PR #835, opened 2019-01-16
add scala-pet-store

SethTisue:
fyi @pauljamescleary

PR #847, opened 2019-01-30
add doobie

SethTisue:
commit also includes some tweaks/fixes that happened to come up
while I was working on this


SethTisue:
spun off from #835, let's book the progress. /cc @tpolecat

PR #848, opened 2019-01-31
add tsec

SethTisue:
because scala-pet-store is going to need it


SethTisue:
split off from https://github.com/scala/community-builds/pull/835, already tested there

◇ ◇ ◇ ◇ ◇ ◇ ◇

#### [Task statement]
Scan the records for the string "scala" and show every line that contains it.

#### [Solution for this problem]
add scala-pet-store
because scala-pet-store is going to need it
split off from https://github.com/scala/community-builds/pull/835, already tested there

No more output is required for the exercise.